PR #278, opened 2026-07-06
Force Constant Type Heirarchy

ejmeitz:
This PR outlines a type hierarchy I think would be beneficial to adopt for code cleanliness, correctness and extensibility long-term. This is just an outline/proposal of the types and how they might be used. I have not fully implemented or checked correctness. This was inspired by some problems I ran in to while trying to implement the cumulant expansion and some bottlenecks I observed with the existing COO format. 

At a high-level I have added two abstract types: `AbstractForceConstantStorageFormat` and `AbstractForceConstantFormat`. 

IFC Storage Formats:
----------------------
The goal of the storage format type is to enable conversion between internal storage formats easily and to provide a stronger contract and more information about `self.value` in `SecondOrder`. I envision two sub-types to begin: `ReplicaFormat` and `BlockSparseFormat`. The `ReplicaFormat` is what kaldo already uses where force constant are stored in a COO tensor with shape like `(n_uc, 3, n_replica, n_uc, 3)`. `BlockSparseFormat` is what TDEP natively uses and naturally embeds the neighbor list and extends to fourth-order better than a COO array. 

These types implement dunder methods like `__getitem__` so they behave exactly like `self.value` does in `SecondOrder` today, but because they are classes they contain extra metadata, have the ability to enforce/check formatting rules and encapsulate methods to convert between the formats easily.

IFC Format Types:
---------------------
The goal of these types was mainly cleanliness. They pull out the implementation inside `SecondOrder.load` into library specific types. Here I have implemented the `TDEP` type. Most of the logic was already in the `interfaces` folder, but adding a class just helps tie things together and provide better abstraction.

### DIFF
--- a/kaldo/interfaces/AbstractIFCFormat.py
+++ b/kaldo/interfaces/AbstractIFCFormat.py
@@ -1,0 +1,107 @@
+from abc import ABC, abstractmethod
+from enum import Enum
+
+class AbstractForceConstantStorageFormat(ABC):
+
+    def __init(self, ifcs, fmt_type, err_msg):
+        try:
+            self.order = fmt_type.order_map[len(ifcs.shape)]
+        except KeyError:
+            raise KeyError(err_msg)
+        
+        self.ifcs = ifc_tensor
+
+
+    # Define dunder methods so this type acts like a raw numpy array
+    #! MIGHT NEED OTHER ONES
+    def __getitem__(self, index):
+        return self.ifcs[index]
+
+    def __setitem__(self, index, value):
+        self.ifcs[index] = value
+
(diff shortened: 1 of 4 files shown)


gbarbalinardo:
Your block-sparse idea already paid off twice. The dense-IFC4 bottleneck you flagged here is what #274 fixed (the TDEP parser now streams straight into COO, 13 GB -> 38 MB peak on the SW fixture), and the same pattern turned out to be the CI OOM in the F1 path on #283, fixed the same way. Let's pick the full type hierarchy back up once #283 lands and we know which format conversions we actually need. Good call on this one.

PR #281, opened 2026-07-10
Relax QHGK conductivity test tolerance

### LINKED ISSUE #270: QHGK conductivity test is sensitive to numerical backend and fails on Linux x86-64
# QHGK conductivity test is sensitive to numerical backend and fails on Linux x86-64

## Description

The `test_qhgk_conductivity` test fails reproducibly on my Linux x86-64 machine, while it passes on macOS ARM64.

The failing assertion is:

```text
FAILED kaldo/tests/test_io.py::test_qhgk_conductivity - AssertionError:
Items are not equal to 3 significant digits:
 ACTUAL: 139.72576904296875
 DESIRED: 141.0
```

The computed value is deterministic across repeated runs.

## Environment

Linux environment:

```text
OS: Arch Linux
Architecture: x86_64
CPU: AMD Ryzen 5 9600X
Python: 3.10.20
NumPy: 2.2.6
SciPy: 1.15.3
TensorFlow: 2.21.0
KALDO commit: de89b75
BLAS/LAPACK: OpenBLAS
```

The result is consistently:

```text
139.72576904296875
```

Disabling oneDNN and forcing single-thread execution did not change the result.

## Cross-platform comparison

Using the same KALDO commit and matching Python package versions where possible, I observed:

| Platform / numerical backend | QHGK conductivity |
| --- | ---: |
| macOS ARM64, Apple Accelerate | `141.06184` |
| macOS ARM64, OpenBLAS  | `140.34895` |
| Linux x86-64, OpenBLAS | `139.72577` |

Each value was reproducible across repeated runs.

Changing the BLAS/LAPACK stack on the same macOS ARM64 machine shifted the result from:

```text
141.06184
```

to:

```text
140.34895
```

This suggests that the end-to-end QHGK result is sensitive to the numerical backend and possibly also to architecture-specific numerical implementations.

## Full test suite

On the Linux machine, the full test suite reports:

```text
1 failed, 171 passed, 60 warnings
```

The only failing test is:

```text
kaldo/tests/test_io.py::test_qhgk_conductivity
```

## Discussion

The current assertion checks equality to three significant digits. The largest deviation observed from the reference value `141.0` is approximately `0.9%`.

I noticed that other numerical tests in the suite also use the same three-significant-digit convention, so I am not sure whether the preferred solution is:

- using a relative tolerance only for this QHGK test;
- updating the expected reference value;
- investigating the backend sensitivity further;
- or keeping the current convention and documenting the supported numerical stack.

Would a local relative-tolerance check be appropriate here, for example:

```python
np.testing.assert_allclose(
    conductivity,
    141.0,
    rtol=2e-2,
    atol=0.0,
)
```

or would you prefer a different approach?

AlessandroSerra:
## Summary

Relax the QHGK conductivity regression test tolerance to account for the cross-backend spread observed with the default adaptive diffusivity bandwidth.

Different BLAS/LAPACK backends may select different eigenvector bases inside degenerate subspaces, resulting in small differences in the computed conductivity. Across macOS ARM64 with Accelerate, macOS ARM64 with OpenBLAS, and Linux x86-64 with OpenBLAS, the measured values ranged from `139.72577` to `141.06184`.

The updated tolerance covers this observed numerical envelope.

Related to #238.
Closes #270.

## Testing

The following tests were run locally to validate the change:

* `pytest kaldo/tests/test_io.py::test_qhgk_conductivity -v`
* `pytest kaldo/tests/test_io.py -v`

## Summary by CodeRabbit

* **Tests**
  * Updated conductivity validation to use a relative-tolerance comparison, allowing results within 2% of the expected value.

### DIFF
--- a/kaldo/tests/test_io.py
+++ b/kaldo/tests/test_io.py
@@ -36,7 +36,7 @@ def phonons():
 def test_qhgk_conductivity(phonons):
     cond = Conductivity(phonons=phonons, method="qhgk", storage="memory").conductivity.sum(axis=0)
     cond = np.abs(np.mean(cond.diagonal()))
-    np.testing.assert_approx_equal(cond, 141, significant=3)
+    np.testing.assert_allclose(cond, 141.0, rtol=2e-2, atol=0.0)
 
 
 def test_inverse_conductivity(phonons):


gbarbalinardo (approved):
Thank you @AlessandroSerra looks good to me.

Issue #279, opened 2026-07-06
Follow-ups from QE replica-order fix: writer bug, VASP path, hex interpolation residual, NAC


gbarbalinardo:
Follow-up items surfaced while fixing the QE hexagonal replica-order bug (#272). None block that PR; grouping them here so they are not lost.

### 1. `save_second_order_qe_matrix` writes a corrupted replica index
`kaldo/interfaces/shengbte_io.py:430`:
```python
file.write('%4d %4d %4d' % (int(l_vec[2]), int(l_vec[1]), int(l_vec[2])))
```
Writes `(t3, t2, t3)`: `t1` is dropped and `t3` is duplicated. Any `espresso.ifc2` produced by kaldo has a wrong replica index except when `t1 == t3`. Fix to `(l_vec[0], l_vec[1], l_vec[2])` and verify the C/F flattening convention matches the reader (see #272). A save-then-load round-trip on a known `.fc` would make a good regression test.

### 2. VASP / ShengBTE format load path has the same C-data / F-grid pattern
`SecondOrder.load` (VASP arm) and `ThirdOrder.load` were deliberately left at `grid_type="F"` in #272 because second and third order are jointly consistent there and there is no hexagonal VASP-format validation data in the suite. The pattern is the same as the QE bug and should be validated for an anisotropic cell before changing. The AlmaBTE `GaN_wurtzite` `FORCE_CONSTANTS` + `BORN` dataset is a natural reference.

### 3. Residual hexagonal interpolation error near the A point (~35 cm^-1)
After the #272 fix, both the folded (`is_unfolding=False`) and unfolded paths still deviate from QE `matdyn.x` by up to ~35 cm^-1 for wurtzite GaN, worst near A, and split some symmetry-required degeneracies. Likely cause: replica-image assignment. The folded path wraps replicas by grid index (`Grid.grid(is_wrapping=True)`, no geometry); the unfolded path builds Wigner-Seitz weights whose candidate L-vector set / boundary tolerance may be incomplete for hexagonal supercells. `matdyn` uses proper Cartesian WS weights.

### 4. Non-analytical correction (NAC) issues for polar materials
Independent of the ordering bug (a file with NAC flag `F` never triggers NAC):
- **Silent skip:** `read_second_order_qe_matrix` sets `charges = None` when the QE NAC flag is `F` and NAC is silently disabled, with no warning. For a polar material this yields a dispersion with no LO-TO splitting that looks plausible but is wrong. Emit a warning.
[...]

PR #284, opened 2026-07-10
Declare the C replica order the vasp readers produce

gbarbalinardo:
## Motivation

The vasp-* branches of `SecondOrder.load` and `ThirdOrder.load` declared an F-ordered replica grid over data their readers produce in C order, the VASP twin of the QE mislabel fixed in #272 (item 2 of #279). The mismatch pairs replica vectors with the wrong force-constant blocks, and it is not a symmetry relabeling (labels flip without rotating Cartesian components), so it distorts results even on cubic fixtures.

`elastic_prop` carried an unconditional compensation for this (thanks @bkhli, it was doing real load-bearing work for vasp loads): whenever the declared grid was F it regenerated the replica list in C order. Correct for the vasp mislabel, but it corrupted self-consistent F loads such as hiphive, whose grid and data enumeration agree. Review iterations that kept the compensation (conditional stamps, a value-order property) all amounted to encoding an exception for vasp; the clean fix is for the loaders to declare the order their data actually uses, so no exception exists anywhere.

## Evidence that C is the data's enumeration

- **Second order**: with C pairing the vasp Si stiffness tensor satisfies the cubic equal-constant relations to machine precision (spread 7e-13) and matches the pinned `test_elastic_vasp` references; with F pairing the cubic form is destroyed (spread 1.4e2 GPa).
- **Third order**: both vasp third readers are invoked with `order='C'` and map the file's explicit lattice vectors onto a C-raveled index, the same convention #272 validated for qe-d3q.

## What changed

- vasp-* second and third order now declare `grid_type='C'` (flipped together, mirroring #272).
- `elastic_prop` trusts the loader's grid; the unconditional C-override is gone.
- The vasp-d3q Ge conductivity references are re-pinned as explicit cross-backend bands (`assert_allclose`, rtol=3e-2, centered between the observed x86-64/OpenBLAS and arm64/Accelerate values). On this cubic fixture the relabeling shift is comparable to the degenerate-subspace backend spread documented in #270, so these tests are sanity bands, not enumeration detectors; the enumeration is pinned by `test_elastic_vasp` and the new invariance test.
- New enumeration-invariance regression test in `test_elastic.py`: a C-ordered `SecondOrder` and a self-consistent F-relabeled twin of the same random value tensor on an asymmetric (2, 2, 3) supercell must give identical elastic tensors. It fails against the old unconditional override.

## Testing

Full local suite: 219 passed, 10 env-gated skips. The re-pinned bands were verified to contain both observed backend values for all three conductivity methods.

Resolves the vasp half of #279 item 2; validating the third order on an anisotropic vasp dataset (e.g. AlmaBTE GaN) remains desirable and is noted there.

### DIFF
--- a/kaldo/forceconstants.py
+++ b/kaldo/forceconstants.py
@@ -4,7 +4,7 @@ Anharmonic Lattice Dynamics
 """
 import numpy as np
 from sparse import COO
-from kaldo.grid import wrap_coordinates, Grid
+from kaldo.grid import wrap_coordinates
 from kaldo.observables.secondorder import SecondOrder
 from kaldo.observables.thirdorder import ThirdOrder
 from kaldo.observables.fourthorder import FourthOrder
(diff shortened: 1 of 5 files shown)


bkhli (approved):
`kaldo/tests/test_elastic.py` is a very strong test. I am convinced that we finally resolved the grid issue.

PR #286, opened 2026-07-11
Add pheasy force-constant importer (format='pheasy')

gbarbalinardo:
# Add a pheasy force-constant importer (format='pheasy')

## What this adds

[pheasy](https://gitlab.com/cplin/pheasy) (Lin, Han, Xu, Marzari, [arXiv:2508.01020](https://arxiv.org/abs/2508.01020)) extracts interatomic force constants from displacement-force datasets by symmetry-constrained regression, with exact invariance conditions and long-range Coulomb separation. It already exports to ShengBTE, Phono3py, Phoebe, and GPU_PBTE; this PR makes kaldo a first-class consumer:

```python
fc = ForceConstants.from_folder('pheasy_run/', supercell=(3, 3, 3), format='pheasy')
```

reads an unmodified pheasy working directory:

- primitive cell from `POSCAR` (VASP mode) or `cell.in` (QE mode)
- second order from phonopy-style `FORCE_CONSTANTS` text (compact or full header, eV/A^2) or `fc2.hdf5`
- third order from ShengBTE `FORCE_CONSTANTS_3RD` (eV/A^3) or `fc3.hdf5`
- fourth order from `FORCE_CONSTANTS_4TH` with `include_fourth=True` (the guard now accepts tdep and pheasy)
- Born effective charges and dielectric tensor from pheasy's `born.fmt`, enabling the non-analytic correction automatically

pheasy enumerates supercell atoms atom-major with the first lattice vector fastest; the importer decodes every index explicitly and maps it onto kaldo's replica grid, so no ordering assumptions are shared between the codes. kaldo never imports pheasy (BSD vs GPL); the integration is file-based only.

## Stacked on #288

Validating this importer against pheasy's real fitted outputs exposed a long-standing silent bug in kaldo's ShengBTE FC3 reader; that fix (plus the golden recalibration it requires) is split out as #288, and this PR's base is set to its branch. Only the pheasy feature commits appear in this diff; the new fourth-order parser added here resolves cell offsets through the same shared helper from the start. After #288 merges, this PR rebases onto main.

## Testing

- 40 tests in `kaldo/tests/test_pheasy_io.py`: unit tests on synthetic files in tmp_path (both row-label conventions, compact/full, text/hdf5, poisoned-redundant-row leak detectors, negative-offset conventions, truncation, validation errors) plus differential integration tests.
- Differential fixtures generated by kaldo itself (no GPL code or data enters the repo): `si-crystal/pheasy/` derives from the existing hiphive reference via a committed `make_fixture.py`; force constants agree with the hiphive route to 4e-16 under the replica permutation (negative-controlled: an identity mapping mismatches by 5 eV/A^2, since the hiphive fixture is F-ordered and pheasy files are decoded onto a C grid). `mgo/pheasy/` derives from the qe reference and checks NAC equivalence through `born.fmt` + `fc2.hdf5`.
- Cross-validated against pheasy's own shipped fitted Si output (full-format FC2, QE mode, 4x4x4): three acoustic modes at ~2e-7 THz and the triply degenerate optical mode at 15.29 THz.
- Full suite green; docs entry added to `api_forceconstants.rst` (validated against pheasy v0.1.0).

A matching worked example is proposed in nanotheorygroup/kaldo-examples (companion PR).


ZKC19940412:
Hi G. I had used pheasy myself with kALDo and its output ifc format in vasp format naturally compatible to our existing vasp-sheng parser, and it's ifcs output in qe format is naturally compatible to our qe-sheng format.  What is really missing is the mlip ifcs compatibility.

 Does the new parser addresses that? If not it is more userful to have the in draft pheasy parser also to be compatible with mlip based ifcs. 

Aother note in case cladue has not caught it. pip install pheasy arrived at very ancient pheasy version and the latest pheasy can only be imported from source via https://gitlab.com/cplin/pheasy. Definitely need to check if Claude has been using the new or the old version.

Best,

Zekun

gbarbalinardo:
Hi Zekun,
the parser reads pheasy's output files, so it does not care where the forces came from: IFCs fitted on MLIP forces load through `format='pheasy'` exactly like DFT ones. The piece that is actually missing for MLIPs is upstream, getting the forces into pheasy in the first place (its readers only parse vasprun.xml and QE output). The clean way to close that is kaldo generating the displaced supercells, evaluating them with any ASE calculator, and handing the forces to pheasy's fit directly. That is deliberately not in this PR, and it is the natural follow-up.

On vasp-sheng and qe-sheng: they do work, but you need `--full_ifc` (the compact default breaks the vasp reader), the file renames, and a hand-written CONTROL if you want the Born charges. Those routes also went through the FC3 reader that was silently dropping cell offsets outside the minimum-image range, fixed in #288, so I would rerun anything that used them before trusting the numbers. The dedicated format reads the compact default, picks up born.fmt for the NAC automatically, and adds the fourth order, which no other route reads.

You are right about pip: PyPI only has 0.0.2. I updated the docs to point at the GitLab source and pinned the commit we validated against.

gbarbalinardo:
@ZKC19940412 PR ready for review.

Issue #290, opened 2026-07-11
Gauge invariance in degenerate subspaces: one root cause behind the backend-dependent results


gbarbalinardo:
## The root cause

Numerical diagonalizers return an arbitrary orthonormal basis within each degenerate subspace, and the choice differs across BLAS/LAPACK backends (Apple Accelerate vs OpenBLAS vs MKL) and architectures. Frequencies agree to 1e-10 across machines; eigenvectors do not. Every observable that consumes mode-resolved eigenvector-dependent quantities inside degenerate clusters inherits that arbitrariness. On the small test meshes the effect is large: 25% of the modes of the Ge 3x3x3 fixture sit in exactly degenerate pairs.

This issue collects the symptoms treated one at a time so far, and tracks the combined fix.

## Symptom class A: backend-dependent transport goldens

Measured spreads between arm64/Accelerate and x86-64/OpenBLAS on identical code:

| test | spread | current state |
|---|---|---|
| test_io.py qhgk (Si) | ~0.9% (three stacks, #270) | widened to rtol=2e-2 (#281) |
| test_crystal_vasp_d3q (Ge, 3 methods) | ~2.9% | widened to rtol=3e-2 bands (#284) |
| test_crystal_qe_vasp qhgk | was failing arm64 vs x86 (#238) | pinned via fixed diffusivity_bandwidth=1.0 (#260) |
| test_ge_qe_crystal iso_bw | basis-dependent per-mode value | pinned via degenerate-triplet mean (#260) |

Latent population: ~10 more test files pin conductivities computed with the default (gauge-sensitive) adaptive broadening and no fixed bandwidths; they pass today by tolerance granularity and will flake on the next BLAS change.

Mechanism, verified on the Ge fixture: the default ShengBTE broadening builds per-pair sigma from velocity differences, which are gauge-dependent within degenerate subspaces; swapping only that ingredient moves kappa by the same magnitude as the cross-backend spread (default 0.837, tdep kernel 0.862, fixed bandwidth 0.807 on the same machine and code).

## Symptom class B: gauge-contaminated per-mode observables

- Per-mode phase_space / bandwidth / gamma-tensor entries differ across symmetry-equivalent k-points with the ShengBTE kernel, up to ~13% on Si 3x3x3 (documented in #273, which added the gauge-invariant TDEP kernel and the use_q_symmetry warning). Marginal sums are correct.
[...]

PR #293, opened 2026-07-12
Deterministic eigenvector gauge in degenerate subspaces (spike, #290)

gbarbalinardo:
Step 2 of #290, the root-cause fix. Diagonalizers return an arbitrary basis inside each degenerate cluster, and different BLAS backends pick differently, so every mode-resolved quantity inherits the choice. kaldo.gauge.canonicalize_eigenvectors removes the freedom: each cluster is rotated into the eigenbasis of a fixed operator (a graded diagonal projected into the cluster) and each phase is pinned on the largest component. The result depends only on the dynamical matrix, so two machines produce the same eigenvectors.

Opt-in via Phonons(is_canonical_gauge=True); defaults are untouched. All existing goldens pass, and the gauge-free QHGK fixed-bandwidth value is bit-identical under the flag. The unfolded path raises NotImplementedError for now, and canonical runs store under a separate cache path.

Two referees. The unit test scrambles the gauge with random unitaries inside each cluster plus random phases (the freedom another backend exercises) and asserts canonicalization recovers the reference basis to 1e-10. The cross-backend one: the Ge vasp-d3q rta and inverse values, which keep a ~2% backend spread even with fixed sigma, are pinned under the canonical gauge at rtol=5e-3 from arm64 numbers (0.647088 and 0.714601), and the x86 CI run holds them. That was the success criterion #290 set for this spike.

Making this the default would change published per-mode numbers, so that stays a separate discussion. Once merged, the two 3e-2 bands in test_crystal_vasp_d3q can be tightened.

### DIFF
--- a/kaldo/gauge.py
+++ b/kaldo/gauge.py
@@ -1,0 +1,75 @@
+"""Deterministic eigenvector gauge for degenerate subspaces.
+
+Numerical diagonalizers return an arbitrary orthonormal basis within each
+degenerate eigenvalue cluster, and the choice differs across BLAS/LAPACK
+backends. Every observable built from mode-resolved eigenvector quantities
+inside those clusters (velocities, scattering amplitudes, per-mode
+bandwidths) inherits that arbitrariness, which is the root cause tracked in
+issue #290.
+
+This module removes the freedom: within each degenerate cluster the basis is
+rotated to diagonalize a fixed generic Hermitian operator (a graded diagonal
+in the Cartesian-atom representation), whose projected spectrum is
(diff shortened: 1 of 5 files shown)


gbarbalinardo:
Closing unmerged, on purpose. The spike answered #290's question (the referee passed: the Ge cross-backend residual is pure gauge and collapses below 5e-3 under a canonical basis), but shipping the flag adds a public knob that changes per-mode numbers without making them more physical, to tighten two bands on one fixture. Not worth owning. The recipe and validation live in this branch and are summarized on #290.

==*==

### [WHAT IS NEEDED]
The expected answer is each line of the records above that includes the string "AbstractIFCFormat".

### [OUTPUT FOR THIS TASK]
--- a/kaldo/interfaces/AbstractIFCFormat.py
+++ b/kaldo/interfaces/AbstractIFCFormat.py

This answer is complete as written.